WORK TO COMPLETE: Those lines of the data that hold the word "required" are to be copied out.

DATA FOR THIS EXERCISE:
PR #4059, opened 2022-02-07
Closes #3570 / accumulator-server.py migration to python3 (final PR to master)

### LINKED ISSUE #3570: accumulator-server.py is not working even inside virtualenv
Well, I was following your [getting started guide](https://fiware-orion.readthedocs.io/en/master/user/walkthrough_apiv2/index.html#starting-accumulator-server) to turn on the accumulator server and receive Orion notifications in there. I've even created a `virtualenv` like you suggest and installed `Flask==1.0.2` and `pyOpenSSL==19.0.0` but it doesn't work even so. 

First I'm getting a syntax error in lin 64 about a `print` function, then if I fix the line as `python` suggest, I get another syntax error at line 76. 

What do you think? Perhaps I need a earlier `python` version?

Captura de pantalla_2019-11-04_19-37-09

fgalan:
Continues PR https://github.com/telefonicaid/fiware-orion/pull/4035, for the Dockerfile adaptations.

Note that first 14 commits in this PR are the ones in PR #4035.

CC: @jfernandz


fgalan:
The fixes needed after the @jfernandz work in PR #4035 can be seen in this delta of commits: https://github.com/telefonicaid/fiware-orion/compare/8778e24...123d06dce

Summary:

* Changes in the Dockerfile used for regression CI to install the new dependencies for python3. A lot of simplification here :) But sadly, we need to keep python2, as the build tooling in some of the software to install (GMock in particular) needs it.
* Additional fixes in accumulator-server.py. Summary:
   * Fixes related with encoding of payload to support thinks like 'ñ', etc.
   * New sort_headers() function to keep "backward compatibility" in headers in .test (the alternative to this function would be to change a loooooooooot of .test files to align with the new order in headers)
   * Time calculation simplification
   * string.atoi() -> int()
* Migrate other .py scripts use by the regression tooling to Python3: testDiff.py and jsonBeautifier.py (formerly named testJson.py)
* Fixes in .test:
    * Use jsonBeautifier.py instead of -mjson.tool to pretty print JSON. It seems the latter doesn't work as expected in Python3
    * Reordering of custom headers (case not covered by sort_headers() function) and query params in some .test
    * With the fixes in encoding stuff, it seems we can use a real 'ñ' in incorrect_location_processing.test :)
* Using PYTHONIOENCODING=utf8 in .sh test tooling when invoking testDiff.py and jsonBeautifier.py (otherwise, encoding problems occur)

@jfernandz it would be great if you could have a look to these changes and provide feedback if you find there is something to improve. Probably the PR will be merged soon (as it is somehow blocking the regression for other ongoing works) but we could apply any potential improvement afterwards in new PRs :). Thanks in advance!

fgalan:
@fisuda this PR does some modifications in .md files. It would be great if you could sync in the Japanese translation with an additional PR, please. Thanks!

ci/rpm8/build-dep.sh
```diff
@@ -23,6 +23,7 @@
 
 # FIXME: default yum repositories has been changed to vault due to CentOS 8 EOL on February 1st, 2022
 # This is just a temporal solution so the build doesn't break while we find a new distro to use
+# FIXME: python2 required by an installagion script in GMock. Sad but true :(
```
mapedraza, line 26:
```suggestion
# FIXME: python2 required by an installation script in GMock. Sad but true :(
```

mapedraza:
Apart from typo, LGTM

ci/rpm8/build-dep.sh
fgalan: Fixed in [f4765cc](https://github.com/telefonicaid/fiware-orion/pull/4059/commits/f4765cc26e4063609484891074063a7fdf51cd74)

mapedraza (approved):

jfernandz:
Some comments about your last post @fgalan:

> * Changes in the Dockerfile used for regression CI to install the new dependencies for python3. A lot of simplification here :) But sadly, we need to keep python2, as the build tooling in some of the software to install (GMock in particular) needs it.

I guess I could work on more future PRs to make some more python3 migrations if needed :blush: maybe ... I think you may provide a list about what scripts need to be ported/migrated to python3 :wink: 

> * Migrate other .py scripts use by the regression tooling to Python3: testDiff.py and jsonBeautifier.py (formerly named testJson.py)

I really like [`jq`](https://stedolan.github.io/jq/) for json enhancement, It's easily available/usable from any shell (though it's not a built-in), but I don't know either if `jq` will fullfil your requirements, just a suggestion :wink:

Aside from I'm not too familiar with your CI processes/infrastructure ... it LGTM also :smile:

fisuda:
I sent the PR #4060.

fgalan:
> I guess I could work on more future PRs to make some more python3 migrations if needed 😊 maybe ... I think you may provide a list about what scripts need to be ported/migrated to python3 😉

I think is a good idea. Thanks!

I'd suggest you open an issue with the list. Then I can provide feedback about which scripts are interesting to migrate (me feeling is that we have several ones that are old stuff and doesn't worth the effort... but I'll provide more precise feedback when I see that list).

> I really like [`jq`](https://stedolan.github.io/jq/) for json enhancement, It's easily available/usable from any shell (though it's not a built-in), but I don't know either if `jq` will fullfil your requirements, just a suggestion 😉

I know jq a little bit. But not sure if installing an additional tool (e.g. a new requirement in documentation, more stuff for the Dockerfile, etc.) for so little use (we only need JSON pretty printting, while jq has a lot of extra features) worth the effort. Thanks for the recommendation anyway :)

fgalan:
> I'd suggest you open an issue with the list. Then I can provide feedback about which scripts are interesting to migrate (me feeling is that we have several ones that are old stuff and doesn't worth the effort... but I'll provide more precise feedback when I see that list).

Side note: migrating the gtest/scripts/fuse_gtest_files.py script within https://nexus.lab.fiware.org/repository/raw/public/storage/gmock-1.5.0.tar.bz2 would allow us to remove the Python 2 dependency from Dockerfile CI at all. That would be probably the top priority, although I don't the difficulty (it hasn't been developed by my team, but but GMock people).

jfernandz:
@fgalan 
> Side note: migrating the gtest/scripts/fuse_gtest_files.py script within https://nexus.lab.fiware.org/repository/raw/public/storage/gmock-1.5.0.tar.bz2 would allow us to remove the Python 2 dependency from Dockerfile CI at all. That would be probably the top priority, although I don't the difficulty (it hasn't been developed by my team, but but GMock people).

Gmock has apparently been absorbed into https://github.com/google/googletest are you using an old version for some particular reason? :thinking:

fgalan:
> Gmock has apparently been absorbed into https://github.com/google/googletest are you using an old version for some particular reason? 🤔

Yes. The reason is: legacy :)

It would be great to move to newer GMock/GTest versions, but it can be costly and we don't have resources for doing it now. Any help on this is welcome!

==

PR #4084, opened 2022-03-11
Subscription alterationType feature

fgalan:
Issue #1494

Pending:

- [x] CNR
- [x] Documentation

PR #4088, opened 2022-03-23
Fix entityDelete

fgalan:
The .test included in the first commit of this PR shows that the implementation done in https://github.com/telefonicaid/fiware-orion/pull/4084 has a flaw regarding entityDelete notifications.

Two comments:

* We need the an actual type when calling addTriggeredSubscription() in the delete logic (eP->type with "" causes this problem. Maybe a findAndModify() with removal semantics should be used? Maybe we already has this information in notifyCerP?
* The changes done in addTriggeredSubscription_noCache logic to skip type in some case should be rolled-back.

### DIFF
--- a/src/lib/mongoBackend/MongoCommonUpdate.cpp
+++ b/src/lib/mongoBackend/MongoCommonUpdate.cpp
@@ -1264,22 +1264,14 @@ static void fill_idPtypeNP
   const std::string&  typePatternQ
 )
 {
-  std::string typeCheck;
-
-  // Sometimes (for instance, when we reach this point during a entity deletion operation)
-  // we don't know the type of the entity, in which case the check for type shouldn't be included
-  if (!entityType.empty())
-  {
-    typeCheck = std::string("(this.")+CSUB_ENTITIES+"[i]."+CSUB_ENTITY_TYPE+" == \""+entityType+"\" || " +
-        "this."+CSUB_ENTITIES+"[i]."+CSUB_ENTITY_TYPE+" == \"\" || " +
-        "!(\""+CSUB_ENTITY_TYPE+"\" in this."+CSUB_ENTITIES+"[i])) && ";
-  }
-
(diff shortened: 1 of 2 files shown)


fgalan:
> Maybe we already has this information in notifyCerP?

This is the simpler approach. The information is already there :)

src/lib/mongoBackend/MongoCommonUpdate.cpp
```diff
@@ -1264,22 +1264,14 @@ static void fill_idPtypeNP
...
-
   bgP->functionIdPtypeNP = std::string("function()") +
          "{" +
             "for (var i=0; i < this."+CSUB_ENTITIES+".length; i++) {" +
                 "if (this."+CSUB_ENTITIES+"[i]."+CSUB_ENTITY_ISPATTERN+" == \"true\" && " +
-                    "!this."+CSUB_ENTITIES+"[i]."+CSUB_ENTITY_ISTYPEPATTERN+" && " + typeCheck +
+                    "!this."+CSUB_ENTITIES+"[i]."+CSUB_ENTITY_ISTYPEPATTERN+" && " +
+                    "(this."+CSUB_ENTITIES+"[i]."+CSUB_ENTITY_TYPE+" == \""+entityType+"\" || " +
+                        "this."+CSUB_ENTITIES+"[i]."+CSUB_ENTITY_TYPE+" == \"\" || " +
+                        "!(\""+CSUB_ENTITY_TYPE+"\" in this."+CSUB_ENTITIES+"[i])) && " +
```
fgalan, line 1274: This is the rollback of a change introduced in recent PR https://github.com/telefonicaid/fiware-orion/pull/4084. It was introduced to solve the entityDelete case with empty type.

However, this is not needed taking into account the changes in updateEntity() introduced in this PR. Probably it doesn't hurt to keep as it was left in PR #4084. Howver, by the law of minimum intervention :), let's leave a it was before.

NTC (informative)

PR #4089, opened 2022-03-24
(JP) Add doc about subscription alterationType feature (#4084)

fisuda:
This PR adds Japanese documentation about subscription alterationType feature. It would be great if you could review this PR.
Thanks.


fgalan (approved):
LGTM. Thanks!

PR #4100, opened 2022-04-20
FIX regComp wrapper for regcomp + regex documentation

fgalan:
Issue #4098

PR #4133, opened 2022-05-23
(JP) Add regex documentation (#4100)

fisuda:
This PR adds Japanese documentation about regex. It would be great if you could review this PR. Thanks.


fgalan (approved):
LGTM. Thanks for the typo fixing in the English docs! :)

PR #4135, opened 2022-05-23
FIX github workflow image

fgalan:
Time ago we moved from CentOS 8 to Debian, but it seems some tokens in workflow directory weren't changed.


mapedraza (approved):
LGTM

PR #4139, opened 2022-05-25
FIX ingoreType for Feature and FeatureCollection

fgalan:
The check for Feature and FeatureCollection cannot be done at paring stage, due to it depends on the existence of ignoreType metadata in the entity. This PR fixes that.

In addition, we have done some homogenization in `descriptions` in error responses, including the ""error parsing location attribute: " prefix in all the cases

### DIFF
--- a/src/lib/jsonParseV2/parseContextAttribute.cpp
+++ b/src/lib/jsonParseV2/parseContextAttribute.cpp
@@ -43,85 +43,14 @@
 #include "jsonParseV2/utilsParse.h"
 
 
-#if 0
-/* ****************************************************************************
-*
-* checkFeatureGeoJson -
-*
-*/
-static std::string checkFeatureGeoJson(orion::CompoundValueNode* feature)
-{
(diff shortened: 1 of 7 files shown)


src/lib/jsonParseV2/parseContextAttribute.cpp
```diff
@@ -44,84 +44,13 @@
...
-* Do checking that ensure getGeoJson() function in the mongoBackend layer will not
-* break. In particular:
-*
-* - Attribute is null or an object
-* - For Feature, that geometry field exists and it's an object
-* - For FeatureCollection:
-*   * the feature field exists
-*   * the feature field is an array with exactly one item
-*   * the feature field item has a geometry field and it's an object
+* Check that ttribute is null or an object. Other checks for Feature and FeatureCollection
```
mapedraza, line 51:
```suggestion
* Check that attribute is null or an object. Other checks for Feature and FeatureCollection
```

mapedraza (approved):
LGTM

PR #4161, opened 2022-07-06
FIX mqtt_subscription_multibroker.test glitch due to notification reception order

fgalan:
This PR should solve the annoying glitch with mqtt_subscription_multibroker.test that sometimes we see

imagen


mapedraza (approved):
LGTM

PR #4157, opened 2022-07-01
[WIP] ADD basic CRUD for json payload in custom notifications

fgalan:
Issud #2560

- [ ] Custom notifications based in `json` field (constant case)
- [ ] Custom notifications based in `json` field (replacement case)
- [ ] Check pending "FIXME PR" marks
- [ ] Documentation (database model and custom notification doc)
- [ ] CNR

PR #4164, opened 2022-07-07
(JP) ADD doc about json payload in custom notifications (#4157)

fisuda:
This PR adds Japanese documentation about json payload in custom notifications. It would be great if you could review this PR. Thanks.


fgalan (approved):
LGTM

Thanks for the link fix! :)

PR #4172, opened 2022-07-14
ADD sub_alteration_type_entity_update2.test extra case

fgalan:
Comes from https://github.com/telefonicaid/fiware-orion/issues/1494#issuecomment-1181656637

EXERCISE RESULT:
+# FIXME: python2 required by an installagion script in GMock. Sad but true :(
# FIXME: python2 required by an installation script in GMock. Sad but true :(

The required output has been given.